I’d like to come by if there’s room


----------



## toonafeesh (Apr 17, 2020)

I'd like to come if it's still going! I can tip in bells :>


----------



## Momo15 (Apr 17, 2020)

If you're still doing this, may I come by as well?


----------



## Jhin (Apr 17, 2020)

Seems this person moved to Nook's Cranny and is only responding there, you guys should probably head over there and post if you still want this particular recipe.


----------



## Applebunny (Apr 17, 2020)

May I come if there’s room?


----------



## Story (Apr 17, 2020)

Jhin said:


> Seems this person moved to Nook's Cranny and is only responding there, you guys should probably head over there and post if you still want this particular recipe.


Thank you for this.


----------



## Starlightt (Apr 17, 2020)

N.m


----------



## Sobia (Apr 17, 2020)

can i come if you have space?


----------



## punctuallyAbsent (Apr 17, 2020)

id like to visit if she's still crafting, please ^^


----------



## Divinityy (Apr 17, 2020)

hi! id love to come if theyre still crafting c:


----------



## No2Zipper (Apr 17, 2020)

I would love to come!


----------



## katielizzabeth (Apr 17, 2020)

I would like to come, bringing bells or NMT of course


----------



## Cinnamom (Apr 17, 2020)

Would love the chance to visit!
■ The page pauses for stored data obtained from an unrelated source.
PR #50, opened 2021-12-08
Luke Pascale PC 2 - Dealership

enalihai:
i was almost able to complete iteration 3. I ran into a snag on  cars_by_make that took the last 45 minutes of my time. I feel that I am close to cracking it.

### DIFF
--- a/lib/car.rb
+++ b/lib/car.rb
@@ -19,5 +19,13 @@ class Car
 
   def total_cost
     monthly_payment * loan_length
-  end 
+  end
+
+  def color
+    @color
+  end
+
+  def paint!(color)
+    @color = color
+  end
 end
--- a/lib/car.rb
+++ b/lib/car.rb
@@ -1,0 +1,23 @@
+class Car
+  attr_reader :name,
+              :monthly_payment,
+              :loan_length
+
+  def initialize(name, monthly_payment, loan_length)
+    @name = name
+    @monthly_payment = monthly_payment
+    @loan_length = loan_length
+  end
+
+  def make
+    @name = name.split.first
+  end
+
+  def model
+    @name = name.split.last
+  end
+
+  def total_cost
+    monthly_payment * loan_length
+  end 
+end
--- a/lib/car.rb
+++ b/lib/car.rb
@@ -1,7 +1,8 @@
 class Car
   attr_reader :name,
               :monthly_payment,
-              :loan_length
+              :loan_length,
+              :make
 
   def initialize(name, monthly_payment, loan_length)
     @name = name
--- a/lib/dealership.rb
+++ b/lib/dealership.rb
@@ -1,0 +1,30 @@
+class Dealership
+  attr_reader :name,
+              :address
+
+  def initialize(name, address)
+    @name = name
+    @address = address
+    @inventory = []
+  end
+
+  def inventory
+    @inventory
+  end
+
+  def inventory_count
+    inventory.count
+  end
+
+  def add_car(car)
+    @inventory.push(car)
+  end
+
+  def has_inventory?
+    if inventory_count > 0
+     p true
+    else
+     p false
+    end
+  end
+end
--- a/lib/dealership.rb
+++ b/lib/dealership.rb
@@ -27,4 +27,15 @@ class Dealership
      p false
     end
   end
+
+  def cars_by_make(make)
+    make.count(make)
+  end
+
+  def total_value
+    inventory_value = []
+    @inventory.each do |total_cost|
+      inventory_value << total_cost
+    end
+  end
 end
--- a/spec/car_spec.rb
+++ b/spec/car_spec.rb
@@ -37,4 +37,24 @@ RSpec.describe Car do
 
     expect(car.total_cost).to eq(54000)
   end
+
+  it 'has a color' do
+    car = Car.new("Ford Mustang", 1500, 36)
+
+    expect(car.color).to be(nil)
+  end
+
+#  it 'can paint it' do
+#    car = Car.new("Ford Mustang", 1500, 36)
+#    car.paint!(:blue)
+
+#    expect(car.paint!(:blue)).to be(true)
+#  end
+
+  it 'is a color' do
+    car = Car.new("Ford Mustang", 1500, 36)
+    car.paint!(:blue)
+
+    expect(car.color).to be(:blue)
+  end
 end
--- a/spec/dealership_spec.rb
+++ b/spec/dealership_spec.rb
@@ -61,5 +61,24 @@ RSpec.describe Dealership do
       expect(car_3).to be_a(Car)
       expect(car_4).to be_a(Car)
     end
+
+    it 'can organize by make' do
+      dealership.add_car(car_1)
+      dealership.add_car(car_2)
+      dealership.add_car(car_3)
+      dealership.add_car(car_4)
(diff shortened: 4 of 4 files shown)


lib/car.rb
```diff
@@ -0,0 +1,32 @@
...
+
+  def model
+    @name = name.split.last
+  end
+
+  def total_cost
+    monthly_payment * loan_length
+  end
+
+  def color
```
dcoleman21, line 25: This works. Nice job here. Another way would be to put `@color = nil` in your `initialize` and then add `:color` to your `attr_reader`.

spec/car_spec.rb
```diff
@@ -37,4 +37,24 @@
 
     expect(car.total_cost).to eq(54000)
   end
+
+  it 'has a color' do
```
dcoleman21, line 41: Maybe name this test something like `starts with no color` since in this test we are expecting `nil` when we call `car.color`.

spec/car_spec.rb
```diff
@@ -37,4 +37,24 @@
...
+  end
+
+#  it 'can paint it' do
+#    car = Car.new("Ford Mustang", 1500, 36)
+#    car.paint!(:blue)
+
+#    expect(car.paint!(:blue)).to be(true)
+#  end
+
+  it 'is a color' do
```
dcoleman21, line 54: Then maybe name this test `can get paint` or something like that since in this test we are actually testing for the method `.paint!(color)`. But it will also change the `car.color`. Hope this makes sense.

lib/car.rb
```diff
@@ -0,0 +1,32 @@
+class Car
+  attr_reader :name,
+              :monthly_payment,
+              :loan_length,
+              :make
```
dcoleman21, line 5: You don't need the `:make` here in your `attr_reader` since you created methods below.

lib/car.rb
```diff
@@ -0,0 +1,32 @@
...
+
+  def initialize(name, monthly_payment, loan_length)
+    @name = name
+    @monthly_payment = monthly_payment
+    @loan_length = loan_length
+  end
+
+  def make
+    @name = name.split.first
```
dcoleman21, line 14: Here you would not want to reassign `@name`. Instead you would just call 
```
@name.split.first
```

lib/car.rb
```diff
@@ -0,0 +1,32 @@
...
+  end
+
+  def model
+    @name = name.split.last
```
dcoleman21, line 18: Same thing here. You would not want to reassign `@name`. Instead you would just call
```
@name.split.last
```

spec/dealership_spec.rb
```diff
@@ -0,0 +1,84 @@
...
+
+      expect(dealership.inventory).to eq([])
+    end
+
+    it 'can count the inventory' do
+
+      expect(dealership.inventory_count).to be(0)
+    end
+
+    it 'has specific cars' do
```
dcoleman21, line 25: You don't need this test in Dealership.

spec/dealership_spec.rb
```diff
@@ -0,0 +1,84 @@
...
+    let(:car_3) {Car.new("Toyota Tercel", 500, 48)}
+    let(:car_4) {Car.new("Chevrolet Bronco", 1250, 24)}
+
+    it 'has no inventory' do
+
+      expect(dealership.has_inventory?).to be(false)
+    end
+
+    it 'has specific cars' do
+
```
dcoleman21, line 58: You don't need this test in Dealership.

spec/dealership_spec.rb
```diff
@@ -0,0 +1,84 @@
...
+      expect(car_4).to be_a(Car)
+    end
+
+    it 'can organize by make' do
+      dealership.add_car(car_1)
+      dealership.add_car(car_2)
+      dealership.add_car(car_3)
+      dealership.add_car(car_4)
+
+      expect(dealership.cars_by_make("Toyota")).to eq(2)
```
dcoleman21, line 71: Pay attention to the interaction pattern. You should have two expects in this test:
```
pry(main)> dealership.cars_by_make("Toyota")
#=> [#<car:0x00007fccd2985f48...>, #<car:0x00007fccd383c2d0...>]

```
This test is expecting  arrays of car objects that match the argument being passed. How would you re-write your expects to implement this?

lib/dealership.rb
```diff
@@ -0,0 +1,41 @@
...
+  attr_reader :name,
+              :address
+
+  def initialize(name, address)
+    @name = name
+    @address = address
+    @inventory = []
+  end
+
+  def inventory
```
dcoleman21, line 11: I would not make this method. You have already put `@inventory = []` in your `initialize` method. Just add `:inventory` to your `attr_reader`.

lib/dealership.rb
```diff
@@ -0,0 +1,41 @@
...
+  def inventory_count
+    inventory.count
+  end
+
+  def add_car(car)
+    @inventory.push(car)
+  end
+
+  def has_inventory?
+    if inventory_count > 0
```
dcoleman21, line 24: Remember that the `>` operator will return a boolean. So you do not need to have this in an `if/else` statement. Just put
```
inventory_count > 0
```

lib/dealership.rb
```diff
@@ -0,0 +1,41 @@
...
+     p true
+    else
+     p false
+    end
+  end
+
+  def cars_by_make(make)
```
dcoleman21, line 31: See the feedback that I left in the `dealership_spec.rb` below for this method. The interaction pattern is expecting an array of car objects that match the argument being passed. This method would then need to use an enumerable to find all of the cars that match.

lib/dealership.rb
```diff
@@ -0,0 +1,41 @@
...
+    make.count(make)
+  end
+
+  def total_value
+    inventory_value = []
+    @inventory.each do |total_cost|
```
dcoleman21, line 37: You are iterating over `@inventory`. 
- What is it that we are wanting to return from this method? 
   - An integer.
- What is `@inventory`? 
    - It is an array of car objects. So your block_variable is a `car object`. You could call it `car`.
- `total_cost` is a method that you created in the `car.rb` class that you can call on the block_variable `car`. Which is what you would want to shovel into your new array to return an integer vs the entire car object.
- Nice job creating an accumulator since you are using a `.each`. 
- Where would you need to return that accumulator in order to have this method give us that new array?
  - After the end for your block

spec/dealership_spec.rb
```diff
@@ -0,0 +1,84 @@
...
+    end
+
+    it 'has a total value' do
+
+      expect(dealership.total_value).to eq(156000)
+    end
+
+    it 'can access the dealership details' do
```
dcoleman21, line 79: You wrote this test but might have run out of time to complete the creation of the method. So I would just put an `x` in front of the `it` since you didn't get to it.

dcoleman21 (commented):
Luke, overall nice job putting your tests together and creating methods. I left feedback in specific places where adjustments will be needed. Some things to consider as you continue to get better:
- pay attention to the details of the interaction patterns. Copy/paste exactly what is being asked of you. Specifically with the return values that are expected.
- If you are including things in your attr_reader, then you will not need to create methods as well. If you do not include them in your att_reader, then you will need to create methods. 
Let me know if you have any questions.

PR #51, opened 2021-12-08
TJ Williams 

T-willjr:


lib/car.rb
```diff
@@ -0,0 +1,16 @@
+require 'pry'
+
+class Car
+  attr_reader :car, :monthly_payment, :loan_length, :model, :make
+
+  def initialize(car, monthly_payment, loan_length)
+    @car = car
+    @monthly_payment =  monthly_payment
+    @loan_length = loan_length
+    @make, @model = @car.split(" ")
```
rtillies, line 10: This is a very efficient way to create the `@make` and `@model` attributes. Great work!

lib/dealership.rb
```diff
@@ -0,0 +1,57 @@
...
+    @inventory.count
+  end
+
+  def has_inventory?
+    return true if @inventory.count > 0
+    false
+  end
+
+  def cars_by_make(make)
+    @inventory.select { |car| car if car.make == make }
```
rtillies, line 29: Nice work with using the `select` enumerable, as well as utilizing the shorthand method throughout this class.

lib/dealership.rb
```diff
@@ -0,0 +1,57 @@
...
+  end
+
+  def details
+    @deets = { "total_value" => total_value,
+               "address" => @address}
+  end
+
+  def average_price_of_car
+    average = total_value / inventory_count
+    average.to_s(:delimited)
```
rtillies, line 45: Well done. Where did you find `:delimited`?

lib/dealership.rb
```diff
@@ -0,0 +1,57 @@
...
+
+  def cars_sorted_by_price
+    @inventory.sort_by { |car| car.total_cost }
+  end
+
+  def inventory_hash
+    hash = {"Ford" => cars_by_make("Ford"),
+      "Toyota" => cars_by_make("Toyota"),
+      "Chevrolet" => cars_by_make("Chevrolet") }
+  end
```
rtillies, line 56: Well done using your `cars_by_make` method to create your inventory hash!

lib/car.rb
```diff
@@ -0,0 +1,16 @@
...
+  end
+
+  def total_cost
+    @monthly_payment * loan_length
+  end
+end
```
rtillies, line 16: The only missing parts to this class is the `@color` attribute and the `paint` method. Did you miss those in the interaction pattern for Iteration 1?
```
pry(main)> car.color
#=> nil

pry(main)> car.paint!(:blue)

pry(main)> car.color
#=> :blue
```

rtillies (commented):
Congrats on finishing Iteration 4! I can tell you are using TDD to write good tests and allowing the tests to write quality code. This is nearly flawless, aside from **completely overlooking** part of Iteration 1. Make sure you're committing after every win (e.g. after every successful test), instead of only at the end of each iteration. Keep learning and keep coding!

rtillies:

lib/car.rb
T-willjr: Yes. I completely missed that section! I'll have to slow down and pay attention next time!

lib/dealership.rb
T-willjr: [StackOverflow!](https://stackoverflow.com/questions/1078347/rails-is-there-a-rails-trick-to-adding-commas-to-large-numbers) I googled it because I figured there had to be a way to return a large number with a comma.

I am Konomi from Dango.


----------



## Elphie (Apr 17, 2020)

Hi! Could I please drop by?


----------



## nekomee (Apr 17, 2020)

is this still open?


----------



## pinkx2 (Apr 17, 2020)

I would love to come if its still going...


----------



## Cinnamom (Apr 18, 2020)

Would love the chance to attend if it is still going on! I am Konomi from Dango Island.


----------



## Nophica (Apr 18, 2020)

Would love to come grab this if I can! <3 Will bring NMT!


----------



## 1ch1n0s3 (Apr 18, 2020)

i would love to visit!


----------



## Aarrianna (Apr 18, 2020)

Are they still crafting?


----------



## Lumbridge (Apr 18, 2020)

OP made this thread about 6-7 hours ago, I doubt their villager is still crafting.


----------



## Keke (Apr 18, 2020)

Can i come?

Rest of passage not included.